- Exercise directions
All of the records must come back exactly. Please repeat them in full.

==*==

PR #500, opened 2024-09-20
Add is_copper definition to cmis api

bobbymcgonigle:
#### Description

For CMIS it's pretty easy to tell if a module is copper because the media interface will always be passive_copper_media_interface. This PR adds a check for that.

#### Motivation and Context

Similar to other SFF xcvr api's it would be helpful to know if a CMIS module is copper or optical. We can use this information for tunings and in other areas where appropriate.

Manually tested a lot of copper and optical modules ensuring they return the correct type.

### DIFF
--- a/sonic_platform_base/sonic_xcvr/api/public/cmis.py
+++ b/sonic_platform_base/sonic_xcvr/api/public/cmis.py
@@ -372,7 +372,7 @@ class CmisApi(XcvrApi):
         Returns True if the module is copper, False otherwise
         '''
         media_intf = self.get_module_media_type()
-        return media_intf == "passive_copper_media_interface" or media_intf == "active_cable_media_interface"
+        return media_intf == "passive_copper_media_interface"
 
     def is_flat_memory(self):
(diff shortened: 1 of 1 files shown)


sonic_platform_base/sonic_xcvr/api/public/cmis.py
```diff
@@ -367,6 +367,13 @@ def get_voltage(self):
             return None
         return float("{:.3f}".format(voltage))
 
+    def is_copper(self):
+        '''
+        Returns True if the module is copper, False otherwise
+        '''
+        media_intf = self.get_module_media_type()
+        return media_intf == "passive_copper_media_interface" or media_intf == "active_cable_media_interface"
```
prgeor, line 375: @active cable is not passive media. Active cables like AEC have datapath state machine. @mihirpat1 can you check

mihirpat1: @prgeor Confirmed that active cables like AEC have datapath state machine. Hence, this check needs to be modified.

prgeor:
@bobbymcgonigle please reopen if required. closing for now to remove from tracking

PR #504, opened 2024-10-09
Add negative case for pci_detach() and pci_reattach()

vvolam:
Address the comments added in https://github.com/sonic-net/sonic-platform-common/pull/501

#### Description

- Add negative for pci_detach() and pci_reattach()
- Remove module_name from get_bus_info(), pci_reattach() and pci_detach()
- Add MODULE_TYPE_SMARTSWITCH to reboot API. This reboot_type is used for rebooting DPUs when entire smartswitch undergoes for a reboot.
- Also fix unittests accordingly.

### DIFF
--- a/sonic_platform_base/module_base.py
+++ b/sonic_platform_base/module_base.py
@@ -266,7 +266,7 @@ class ModuleBase(device_base.DeviceBase):
         """
         raise NotImplementedError
 
-    def get_bus_info(self):
+    def get_pci_bus_info(self):
         """
         Retrieves the bus information.
 
@@ -284,7 +284,7 @@ class ModuleBase(device_base.DeviceBase):
         """
         raise NotImplementedError
 
-    def pci_reattach(self):
+    def pci_rescan(self):
         """
         Rescans and reconnects the PCI device.
 
--- a/sonic_platform_base/module_base.py
+++ b/sonic_platform_base/module_base.py
@@ -52,6 +52,8 @@ class ModuleBase(device_base.DeviceBase):
     MODULE_REBOOT_FPGA_COMPLEX = "FPGA"
     # Module reboot type to reboot DPU
     MODULE_REBOOT_DPU = "DPU"
+    # Module reboot type to reboot SMART SWITCH
+    MODULE_REBOOT_SMARTSWITCH = "SMARTSWITCH"
 
     def __init__(self):
         # List of ComponentBase-derived objects representing all components
@@ -168,9 +170,11 @@ class ModuleBase(device_base.DeviceBase):
         Args:
             reboot_type: A string, the type of reboot requested from one of the
             predefined reboot types: MODULE_REBOOT_DEFAULT, MODULE_REBOOT_CPU_COMPLEX,
-            MODULE_REBOOT_FPGA_COMPLEX or MODULE_REBOOT_DPU
+            MODULE_REBOOT_FPGA_COMPLEX, MODULE_REBOOT_DPU or MODULE_REBOOT_SMARTSWITCH
 
             MODULE_REBOOT_DPU is only applicable for smartswitch chassis.
+
+            MODULE_REBOOT_SMARTSWITCH is only applicable for smartswitch chassis.
 
         Returns:
             bool: True if the request has been issued successfully, False if not
@@ -277,6 +281,15 @@ class ModuleBase(device_base.DeviceBase):
 
         Returns: True once the PCI is successfully detached.
         Returns False, if PCI detachment fails or specified device is not found.
+        """
+        raise NotImplementedError
+
+    def pci_reattach(self):
+        """
+        Rescans and reconnects the PCI device.
+
+        Returns: True once the PCI is successfully reconnected.
+        Returns False, if PCI rescan fails or specified device is not found.
         """
         raise NotImplementedError
 
--- a/sonic_platform_base/module_base.py
+++ b/sonic_platform_base/module_base.py
@@ -284,7 +284,7 @@ class ModuleBase(device_base.DeviceBase):
         """
         raise NotImplementedError
 
-    def pci_rescan(self):
+    def pci_reattach(self):
         """
         Rescans and reconnects the PCI device.
 
--- a/sonic_platform_base/module_base.py
+++ b/sonic_platform_base/module_base.py
@@ -262,28 +262,22 @@ class ModuleBase(device_base.DeviceBase):
         """
         raise NotImplementedError
 
-    def get_bus_info(self, module_name):
+    def get_bus_info(self):
         """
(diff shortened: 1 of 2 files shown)


rameshraghupathy (approved):

sonic_platform_base/module_base.py
```diff
@@ -264,7 +264,7 @@ def get_state_info(self):
 
     def get_bus_info(self, module_name):
```
gpunathilell, line 265: Do we need the module_name as a parameter for these functions? The method would be part of the `Module` class which is implemented, which means that `get_bus_info` `get_pci_reattach` and `get_pci_detach` would be executed for specific modules

vvolam: good point. Fixed it. Thank you!

oleksandrivantsiv (approved):

prgeor:
@vvolam please add more details in the PR description.

sonic_platform_base/module_base.py
```diff
@@ -262,28 +262,22 @@ def get_state_info(self):
         """
         raise NotImplementedError
 
-    def get_bus_info(self, module_name):
+    def get_bus_info(self):
         """
-        Retrieves the bus information for the specified by "module_name" on a SmartSwitch.
+        Retrieves the bus information. Returns None for non-smartswitch chassis.
```
prgeor, line 267: @vvolam do we need to mention smartswitch or not here? This is abstract class and let the implementation choose to decide whether its supported or not. The calller should validate the return value

sonic_platform_base/module_base.py
```diff
@@ -262,28 +262,22 @@ def get_state_info(self):
...
         Returns:
             Returns the PCI bus information in BDF format like "[DDDD:]BB:SS:F"
         """
         raise NotImplementedError
 
-    def pci_detach(self, module_name):
+    def pci_detach(self):
         """
         Detaches the DPU PCI device specified by "module_name" on a SmartSwitch.
+        Returns False for non-smartswitch chassis.
```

==*==

- Solution
PR #500, opened 2024-09-20
Add is_copper definition to cmis api

bobbymcgonigle:
#### Description

For CMIS it's pretty easy to tell if a module is copper because the media interface will always be passive_copper_media_interface. This PR adds a check for that.

#### Motivation and Context

Similar to other SFF xcvr api's it would be helpful to know if a CMIS module is copper or optical. We can use this information for tunings and in other areas where appropriate.

Manually tested a lot of copper and optical modules ensuring they return the correct type.

### DIFF
--- a/sonic_platform_base/sonic_xcvr/api/public/cmis.py
+++ b/sonic_platform_base/sonic_xcvr/api/public/cmis.py
@@ -372,7 +372,7 @@ class CmisApi(XcvrApi):
         Returns True if the module is copper, False otherwise
         '''
         media_intf = self.get_module_media_type()
-        return media_intf == "passive_copper_media_interface" or media_intf == "active_cable_media_interface"
+        return media_intf == "passive_copper_media_interface"
 
     def is_flat_memory(self):
(diff shortened: 1 of 1 files shown)


sonic_platform_base/sonic_xcvr/api/public/cmis.py
```diff
@@ -367,6 +367,13 @@ def get_voltage(self):
             return None
         return float("{:.3f}".format(voltage))
 
+    def is_copper(self):
+        '''
+        Returns True if the module is copper, False otherwise
+        '''
+        media_intf = self.get_module_media_type()
+        return media_intf == "passive_copper_media_interface" or media_intf == "active_cable_media_interface"
```
prgeor, line 375: @active cable is not passive media. Active cables like AEC have datapath state machine. @mihirpat1 can you check

mihirpat1: @prgeor Confirmed that active cables like AEC have datapath state machine. Hence, this check needs to be modified.

prgeor:
@bobbymcgonigle please reopen if required. closing for now to remove from tracking

PR #504, opened 2024-10-09
Add negative case for pci_detach() and pci_reattach()

vvolam:
Address the comments added in https://github.com/sonic-net/sonic-platform-common/pull/501

#### Description

- Add negative for pci_detach() and pci_reattach()
- Remove module_name from get_bus_info(), pci_reattach() and pci_detach()
- Add MODULE_TYPE_SMARTSWITCH to reboot API. This reboot_type is used for rebooting DPUs when entire smartswitch undergoes for a reboot.
- Also fix unittests accordingly.

### DIFF
--- a/sonic_platform_base/module_base.py
+++ b/sonic_platform_base/module_base.py
@@ -266,7 +266,7 @@ class ModuleBase(device_base.DeviceBase):
         """
         raise NotImplementedError
 
-    def get_bus_info(self):
+    def get_pci_bus_info(self):
         """
         Retrieves the bus information.
 
@@ -284,7 +284,7 @@ class ModuleBase(device_base.DeviceBase):
         """
         raise NotImplementedError
 
-    def pci_reattach(self):
+    def pci_rescan(self):
         """
         Rescans and reconnects the PCI device.
 
--- a/sonic_platform_base/module_base.py
+++ b/sonic_platform_base/module_base.py
@@ -52,6 +52,8 @@ class ModuleBase(device_base.DeviceBase):
     MODULE_REBOOT_FPGA_COMPLEX = "FPGA"
     # Module reboot type to reboot DPU
     MODULE_REBOOT_DPU = "DPU"
+    # Module reboot type to reboot SMART SWITCH
+    MODULE_REBOOT_SMARTSWITCH = "SMARTSWITCH"
 
     def __init__(self):
         # List of ComponentBase-derived objects representing all components
@@ -168,9 +170,11 @@ class ModuleBase(device_base.DeviceBase):
         Args:
             reboot_type: A string, the type of reboot requested from one of the
             predefined reboot types: MODULE_REBOOT_DEFAULT, MODULE_REBOOT_CPU_COMPLEX,
-            MODULE_REBOOT_FPGA_COMPLEX or MODULE_REBOOT_DPU
+            MODULE_REBOOT_FPGA_COMPLEX, MODULE_REBOOT_DPU or MODULE_REBOOT_SMARTSWITCH
 
             MODULE_REBOOT_DPU is only applicable for smartswitch chassis.
+
+            MODULE_REBOOT_SMARTSWITCH is only applicable for smartswitch chassis.
 
         Returns:
             bool: True if the request has been issued successfully, False if not
@@ -277,6 +281,15 @@ class ModuleBase(device_base.DeviceBase):
 
         Returns: True once the PCI is successfully detached.
         Returns False, if PCI detachment fails or specified device is not found.
+        """
+        raise NotImplementedError
+
+    def pci_reattach(self):
+        """
+        Rescans and reconnects the PCI device.
+
+        Returns: True once the PCI is successfully reconnected.
+        Returns False, if PCI rescan fails or specified device is not found.
         """
         raise NotImplementedError
 
--- a/sonic_platform_base/module_base.py
+++ b/sonic_platform_base/module_base.py
@@ -284,7 +284,7 @@ class ModuleBase(device_base.DeviceBase):
         """
         raise NotImplementedError
 
-    def pci_rescan(self):
+    def pci_reattach(self):
         """
         Rescans and reconnects the PCI device.
 
--- a/sonic_platform_base/module_base.py
+++ b/sonic_platform_base/module_base.py
@@ -262,28 +262,22 @@ class ModuleBase(device_base.DeviceBase):
         """
         raise NotImplementedError
 
-    def get_bus_info(self, module_name):
+    def get_bus_info(self):
         """
(diff shortened: 1 of 2 files shown)


rameshraghupathy (approved):

sonic_platform_base/module_base.py
```diff
@@ -264,7 +264,7 @@ def get_state_info(self):
 
     def get_bus_info(self, module_name):
```
gpunathilell, line 265: Do we need the module_name as a parameter for these functions? The method would be part of the `Module` class which is implemented, which means that `get_bus_info` `get_pci_reattach` and `get_pci_detach` would be executed for specific modules

vvolam: good point. Fixed it. Thank you!

oleksandrivantsiv (approved):

prgeor:
@vvolam please add more details in the PR description.

sonic_platform_base/module_base.py
```diff
@@ -262,28 +262,22 @@ def get_state_info(self):
         """
         raise NotImplementedError
 
-    def get_bus_info(self, module_name):
+    def get_bus_info(self):
         """
-        Retrieves the bus information for the specified by "module_name" on a SmartSwitch.
+        Retrieves the bus information. Returns None for non-smartswitch chassis.
```
prgeor, line 267: @vvolam do we need to mention smartswitch or not here? This is abstract class and let the implementation choose to decide whether its supported or not. The calller should validate the return value

sonic_platform_base/module_base.py
```diff
@@ -262,28 +262,22 @@ def get_state_info(self):
...
         Returns:
             Returns the PCI bus information in BDF format like "[DDDD:]BB:SS:F"
         """
         raise NotImplementedError
 
-    def pci_detach(self, module_name):
+    def pci_detach(self):
         """
         Detaches the DPU PCI device specified by "module_name" on a SmartSwitch.
+        Returns False for non-smartswitch chassis.
```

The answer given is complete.